Norwegian newspapers were full of coverage about disgraced bishop Georg Müller (right). PHOTO: Views and News

Norwegian media has been full of stories about the latest sex scandal within the Catholic church, after Trondheim newspaper Adresseavisen broke the story on Wednesday that the scandal now has spread to Norway.

Newspapers VG and Dagbladet, for example, devoted more than a dozen pages to the story of how former Trondheim Bishop Georg Müller molested an altar boy and then continued to conduct his duties for around 20 years, until his victim finally informed another priest. Müller then confessed and was relieved of his duties, but church officials kept quiet about the molestation and Müller moved back to Germany.

Now a long list of religious officials in Norway contend that Müller “got off easy” and was allowed to leave the country and resume his work as a priest. Newspapers Aftenposten and Adresseavisen report that Müller has held around 10 Catholic church services at a chapel outside Osnabrück in northwest Germany since December.

The chapel is attached to the Catholic Franziskus Hospital and services were attended by nuns, hospital patients and local residents. 

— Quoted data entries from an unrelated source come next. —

PR #153, opened 2021-02-04
clear self-test flag

pvyawaha:
*Issue #, if available:*

*Description of changes:*
The change clears the self-test flag.

### DIFF
--- a/source/ota.c
+++ b/source/ota.c
@@ -774,6 +774,9 @@ static OtaErr_t inSelfTestHandler( const OtaEventData_t * pEventData )
     {
         /* Callback for application specific self-test. */
         otaAgent.OtaAppCallback( OtaJobEventStartTest, NULL );
+
+        /* Clear self-test flag. */
+        otaAgent.fileContext.isInSelfTest = false;
     }
     else
     {
--- a/source/ota.c
+++ b/source/ota.c
@@ -777,6 +777,9 @@ static OtaErr_t inSelfTestHandler( const OtaEventData_t * pEventData )
 
         /* Clear self-test flag. */
         otaAgent.fileContext.isInSelfTest = false;
+
+        /* Stop the self test timer as it is no longer required. */
+        otaAgent.pOtaInterface->os.timer.stop( OtaSelfTestTimer );
     }
     else
     {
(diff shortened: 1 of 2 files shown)


divekarshubham (approved):

source/ota.c
```diff
@@ -774,6 +774,12 @@ static OtaErr_t inSelfTestHandler( const OtaEventData_t * pEventData )
     {
         /* Callback for application specific self-test. */
         otaAgent.OtaAppCallback( OtaJobEventStartTest, NULL );
+
+        /* Clear self-test flag. */
+        otaAgent.fileContext.isInSelfTest = false;
```
gkwicker, line 779: The logic determining whether or not OTA is in self-test is difficult to follow.    Sometimes we call [an internal function `inSelfTest()`](https://github.com/aws/ota-for-aws-iot-embedded-sdk/blob/main/source/ota.c#L2318) which in turn [calls a PAL function to see if it is in the "pending commit" state](https://github.com/aws/ota-for-aws-iot-embedded-sdk/blob/main/source/ota.c#L623).  In other cases, [we examine this `isInSelfTest` internal member of the file context](https://github.com/aws/ota-for-aws-iot-embedded-sdk/blob/main/source/ota.c#L2121).

It also looks like the `isInSelfTest` member of the file context is never set to true in the code, so I'm assuming this value can only come from the service?

Overall comment here – can the logic around the "Self Test" state be simplified?  As it is written it is likely to be difficult to maintain since the state information for "in self test" is located and modified in different places.

gkwicker (changes requested):
Can we simplify the "in self test" logic?  Right now there is no single place where this information (_am I in self-test?_) is stored, and different parts of the code test this condition in different ways.  This type of pattern introduces maintainability risk.

source/ota.c
pvyawaha: This is good point. The main reason for confusion is the inSelfTest function is actually checking the platform is in self test or not. Wheras the flag in the OTA context is the runtime self-test. The inSelfTest function should be renamed to indicate that it is checking platform state platformInSelfTest ?

gkwicker (approved):

divekarshubham (approved):

PR #156, opened 2021-02-10
Improve ota.c line and branch coverage

yanjos-dev:
Add unit tests for state machine handlers in ota.c. This includes changes to:
* Add unit tests for requestJobHandler
* Add unit tests for requestDataHandler
* Add unit tests for initFileHandler
* Add additional mocks
* Add the function declarations of external functions to ota_utest.c

Also includes minor changes to:
* Remove a duplicate void statement in ota.c
* Update some comments and names in ota_utest.c

### DIFF
--- a/test/unit-test/ota_utest.c
+++ b/test/unit-test/ota_utest.c
@@ -343,6 +343,13 @@ OtaErr_t mockMqttInitFileTransferAlwaysFail( OtaAgentContext_t * pAgentCtx )
     return OtaErrInitFileTransferFailed;
 }
 
+OtaErr_t mockMqttInitFileTransferAlwaysSucceed( OtaAgentContext_t * pAgentCtx )
+{
+    ( void ) pAgentCtx;
+
+    return OtaErrNone;
+}
+
 static OtaMqttStatus_t mockMqttPublishAlwaysFail( const char * const unused_1,
                                                   uint16_t unused_2,
                                                   const char * unused_3,
@@ -1967,4 +1974,39 @@ void test_OTA_initFileHandler_TimerFails( void )
     otaInterfaces.os.timer.start = mockOSTimerStartAlwaysFail;
 
     TEST_ASSERT_EQUAL( OtaErrInitFileTransferFailed, initFileHandler( otaEvent.pEventData ) );
+}
+
+/**
+ * @brief Test that initFileHandler returns the proper error when the OS event
+ * send functionality fails.
+ */
+void test_OTA_initFileHandler_EventSendFails( void )
+{
+    OtaEventMsg_t otaEvent = { 0 };
+
+    /* Test failing while trying to send the shutdown event after failing
+     * to initialize the file. */
+    otaInitDefault();
+    /* Fail to initialize the file transfer so the timer is started. */
+    otaDataInterface.initFileTransfer = mockMqttInitFileTransferAlwaysFail;
+
+    /* Simulate reaching the maximum number of attempts before considering
+     * the attempt to be a failure. */
+    otaAgent.requestMomentum = otaconfigMAX_NUM_REQUEST_MOMENTUM;
+    /* Fail to send the OTA event. */
+    otaInterfaces.os.event.send = mockOSEventSendAlwaysFail;
+
+    TEST_ASSERT_EQUAL( OtaErrSignalEventFailed, initFileHandler( otaEvent.pEventData ) );
+
+    /* Test failing while trying to send the request block event after
+     * successfuly initializing the file. */
+    otaInitDefault();
+
+    /* Succeed with the file initialization to then attempt to send the event
+     * for requesting a block. */
+    otaDataInterface.initFileTransfer = mockMqttInitFileTransferAlwaysSucceed;
+    /* Fail to send the OTA event. */
+    otaInterfaces.os.event.send = mockOSEventSendAlwaysFail;
+
+    TEST_ASSERT_EQUAL( OtaErrSignalEventFailed, initFileHandler( otaEvent.pEventData ) );
 }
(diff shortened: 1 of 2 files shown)


test/unit-test/ota_utest.c
```diff
@@ -1935,11 +1982,132 @@ void test_OTA_HTTP_strerror( void )
...
+void test_OTA_initFileHandler_TimerFails( void )
+{
+    OtaEventMsg_t otaEvent = { 0 };
+
+    /* Initialize the OTA interfaces so they are not NULL. */
+    otaInitDefault();
+    /* Fail to initialize the file transfer so the timer is started. */
+    otaDataInterface.initFileTransfer = mockDataInterfaceInitFileTransferAlwaysFail;
+    /* Fail to start the timer. */
+    otaInterfaces.os.timer.start = mockOSTimerStartAlwaysFail;
```
divekarshubham, line 2002: Why do we need to reassign the mocks?

test/unit-test/ota_utest.c
```diff
@@ -1935,11 +1982,132 @@ void test_OTA_HTTP_strerror( void )
...
+
+    /* Test failing while trying to send the request block event after
+     * successfully initializing the file. */
+    otaInitDefault();
+
+    /* Succeed with the file initialization to then attempt to send the event
+     * for requesting a block. */
+    otaDataInterface.initFileTransfer = mockMqttInitFileTransferAlwaysSucceed;
+    /* Fail to send the OTA event. */
+    otaInterfaces.os.event.send = mockOSEventSendAlwaysFail;
```
divekarshubham, line 2037: Duplicate assignment?

test/unit-test/ota_utest.c
```diff
@@ -323,6 +347,29 @@ static OtaMqttStatus_t stubMqttPublish( const char * const unused_1,
...
+
+OtaErr_t mockDataInterfaceInitFileTransferAlwaysFail( OtaAgentContext_t * unused )
+{
+    ( void ) unused;
+
+    return OtaErrInitFileTransferFailed;
+}
+
+
+OtaErr_t mockMqttInitFileTransferAlwaysSucceed( OtaAgentContext_t * unused )
```
divekarshubham, line 366: Can be repurposed for HTTP by renaming it to `mockDataInterfaceInitFileTransfer`

test/unit-test/ota_utest.c
yanjos-dev: I did this so that the two sections of the test aren't dependent on each other. If I was to remove this, and then someone in the future removed the first test or moved it to a different location, it would break this one.  I also wanted to make it clear that it was something that is required to create the scenario that I'm testing.

test/unit-test/ota_utest.c
```diff
@@ -1935,11 +1982,132 @@ void test_OTA_HTTP_strerror( void )
...
+void test_OTA_requestDataHandler_EventSendFails( void )
+{
+    OtaEventMsg_t otaEvent = { 0 };
+
+    otaInitDefault();
+
+    /* File context has a non-zero number of blocks remaining. */
+    otaAgent.fileContext.blocksRemaining = 1U;
+    /* Fail to start the timer. */
+    otaInterfaces.os.timer.start = mockOSTimerStartAlwaysFail;
```
divekarshubham, line 2055: There is a separate TimerFail test for the other functions, maybe fragment this out too?

yanjos-dev: Can you elaborate on what you mean by fragment it out? Do you mean something like have one test that tests that the event handlers cover the scenario where  the request timer fails?

divekarshubham (commented):
You could create a common function like:
```
setupEventFailed(){
    otaInitDefault();
    otaDataInterface.initFileTransfer = mockDataInterfaceInitFileTransferAlwaysFail;
    otaControlInterface.requestJob = mockControlInterfaceRequestJobAlwaysFail;
    otaAgent.requestMomentum = otaconfigMAX_NUM_REQUEST_MOMENTUM;
    otaInterfaces.os.event.send = mockOSEventSendAlwaysFail;
}
```

test/unit-test/ota_utest.c
divekarshubham: Yes like you have with `requestJob`, separate test for timer and event failures in case we want to test out different scenarios in the future.

yanjos-dev: Ah, I understand now. This test is for the event send failing, but something needs to fail for the shutdown event to trigger. I arbitrarily chose the timer to not start as the failure, but thinking on this again I think it's more clear if I set the number of requests to be the max. This is a more obvious scenario where the shutdown event is expected to fail.

test/unit-test/ota_utest.c
yanjos-dev: done

test/unit-test/ota_utest.c
yanjos-dev: Updated this to fail due to making too many requests without success now. I also added some more info to the comment to make it more clear.

yanjos-dev:
> You could create a common function like:
> 
> ```
> setupEventFailed(){
>     otaInitDefault();
>     otaDataInterface.initFileTransfer = mockDataInterfaceInitFileTransferAlwaysFail;
>     otaControlInterface.requestJob = mockControlInterfaceRequestJobAlwaysFail;
>     otaAgent.requestMomentum = otaconfigMAX_NUM_REQUEST_MOMENTUM;
>     otaInterfaces.os.event.send = mockOSEventSendAlwaysFail;
> }
> ```

That would reduce the amount of code in the unit tests, but I'd prefer to be more explicit. This way when someone reads the unit test, it's clear what is failing and what the expected result is.

I also think that in some of the tests certain steps will need to succeed to be able to hit the branch that is under test.

divekarshubham (approved):

aggarg (approved):

PR #157, opened 2021-02-11
Adding logs and version display fix

divekarshubham:
*Issue #, if available:*

*Description of changes:*
* Adding some debugging logs
* Fixing version log to show `major.minor.build format`

### DIFF
--- a/source/ota.c
+++ b/source/ota.c
@@ -1717,6 +1717,8 @@ static DocParseErr_t parseJSONbyModel( const char * pJson,
     const char * pFileParams = NULL;
     uint32_t fileParamsLength = 0;
 
+    LogDebug( ( "JSON received: %s", pJson ) );
+
     /* Fetch the model parameters from the DocModel*/
     pModelParam = pDocModel->pBodyDef;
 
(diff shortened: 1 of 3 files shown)


source/ota.c
```diff
@@ -1854,6 +1856,9 @@ static DocParseErr_t initDocModel( JsonDocModel_t * pDocModel,
 static OtaErr_t validateUpdateVersion( const OtaFileContext_t * pFileContext )
 {
     OtaErr_t err = OtaErrNone;
+    AppVersion32_t newVersion;
```
yanjos-dev, line 1859: Is there a need to create this variable if it's only used for debug printing? In the print statement below, can you use 

"pFileContext->updaterVersion.u.x.minor" instead of "appFirmwareVersion.u.x.minor"?

This would be better than having to void the variable when debug printing is disabled.

divekarshubham: Since `updaterVersion` is only `uint32_t` it has to be first converted to the union `AppVersion32_t` by doing `newVersion.u.unsignedVersion32 = pFileContext->updaterVersion`
without this the formatting doesn't work.

yanjos-dev (approved):

n9wxu (approved):

PR #162, opened 2021-02-15
Removing ota_os_posix.c file from coverage report

divekarshubham:
*Issue #, if available:*

*Description of changes:*


yanjos-dev (approved):

tools/cmock/coverage.cmake
```diff
@@ -69,7 +69,7 @@ execute_process(COMMAND lcov
 # remove source files from dependencies and unit tests
 execute_process(COMMAND lcov
     --rc lcov_branch_coverage=1
-    --remove ${CMAKE_BINARY_DIR}/coverage.info *dependency* *unit-test* /usr* */source/ota.c *CMakeCCompilerId*
+    --remove ${CMAKE_BINARY_DIR}/coverage.info *dependency* *unit-test* /usr* */source/ota.c *CMakeCCompilerId* */source/portable/os/ota_os_posix.c
```
gkwicker, line 72: Why are we removing `ota.c` and `ota_os_posix.c` from coverage checks?

gkwicker (commented):
One question

tools/cmock/coverage.cmake
divekarshubham: For ota.c, we make a copy of it with the static functions stripped off and use that in the unit test, hence we don’t use the source version of the file for the coverage report.
ota_os_posix.c provides abstractions for Linux and not very critical to the coverage report of the library. We aren’t removing these altogether and still have unit tests that assert the basic functionality of these abstractions. The user may or may not use the exact implementation in their code.

aggarg (approved):

aggarg (approved):

yanjos-dev (approved):

PR #163, opened 2021-02-15
Update CI checks to use common GitHub Actions

aggarw13:
Update **ci.yml** to use GitHub Actions from [FreeRTOS/CI-CD-GitHub-Actions](https://github.com/FreeRTOS/CI-CD-Github-Actions) for **coverage-cpp**, **formatting** and **complexity** checks


source/include/ota_config_defaults.h
```diff
@@ -1,343 +1,343 @@
...
- *
- * <b>Default value</b>: Debug logging is turned off, and no code is
- * generated for calls to the macro in the OTA library on compilation.
- */
-#ifndef LogDebug
-    #define LogDebug( message )
-#endif
-
-#endif /* ifndef OTA_CONFIG_DEFAULTS_H */
+/*
```
aggarw13, line 1: This file only has line ending changes from CRLF to LF

yanjos-dev (approved):

.github/workflows/ci.yml
```diff
@@ -68,25 +68,11 @@ jobs:
...
-          if [[ $(echo "$BRANCH_COVERAGE < $MIN_BRANCH_COVERAGE" | bc) -ne 0 ]]; then
-            echo "Branch Coverage is too low."
-            RESULT=1
-          fi
-          exit $RESULT
+        uses: FreeRTOS/CI-CD-Github-Actions/coverage-cop@main
+        with:
+          path: ./build/coverage.info
+          line-min-coverage: 90
+          branch-min-coverage: 70
```
yanjos-dev, line 75: It shows that the branch coverage is set to 70% but in the actual git actions report when I look at the check coverage test, it says the expected amount is 90% and there is some parsing error. Do you know what's causing this?

yanjos-dev (changes requested):
See my comment on the branch coverage.

.github/workflows/ci.yml
aggarw13: Good catch! There was a bug in the action's logic which has been fixed in [PR](https://github.com/FreeRTOS/CI-CD-Github-Actions/pull/11)

yanjos-dev (approved):

aggarg (approved):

Norway’s top Catholic church official, Oslo Bishop Bernt Eidsvig, had said on Wednesday that Müller would never be allowed to work as a priest again. Eidsvig said he was “surprised” when told that Müller had conducted mass.

“I would say that is improper and impermissible,” Eidsvig said, adding that he would pursue the matter with church officials in Germany.

‘Don’t know where he is’
Müller’s current whereabouts remain unclear. Roland Knillmann, who handled press inquiries for the Franziskus Hospital near Osnabrück, said Müller was traveling “and we don’t know where he is.”

Knillmann said that other church officials were always present when Müller held services in the chapel, and that they would “speak with Müller when he returns.”

Aftenposten reported that Müller was admitted to a clinic near Osnabrück that treats patients for psychic and psychosomatic ailments including sexual deviancy. Eidsvig had said earlier that Müller also had been offered “spiritual guidance” as part of his treatment.

Müller, age 58, was ordained as a priest in 1978. He arrived in Trondheim in 1981 and was made a bishop in 1997, many years after he repeatedly assaulted the young altar boy. He had long been unpopular with many other church officials in Trondheim before the molestation charges became known, and some boycotted the ceremonies in 1997. Müller had been accused of bullying and being difficult to cooperate with, but he received no censure until being confronted with the molestation.

The bishop’s molestation, and reports of five others within the church in Norway, have hurt the church’s reputation. There are nearly 60,000 Catholics registered in Norway, but recent immigration from Poland and other Catholic countries has led some officials to suggest that as many as 200,000 practicing Catholics may be living in the Oslo area alone.